What the exercise asks | Taking the line that contains "This leads to" as the starting point, give again exactly every line up to and including the last line of the records below.

===== Supplied records

PR #529, opened 2025-05-29
fix(table): fix resizer ignoring borders when deciding whether to shrink

MartinodF:
### Describe your changes

`resizer.maxTotal()` is compared to `r.tableWidth` within `resizer.optimizedWidths()` to decide whether to shrink or expand the column sizes according to the available space.

Unfortunately, `maxTotal()` only takes into account the column sizes (fixed width if specified, max character count + padding otherwise), ignoring the space taken up by borders.

This leads to the table resizing breaking as follows: if a table has 1 column with a max character count of 10:
- Setting a table width < 8 works as expected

==========

Response |
This leads to the table resizing breaking as follows: if a table has 1 column with a max character count of 10:
- Setting a table width < 8 works as expected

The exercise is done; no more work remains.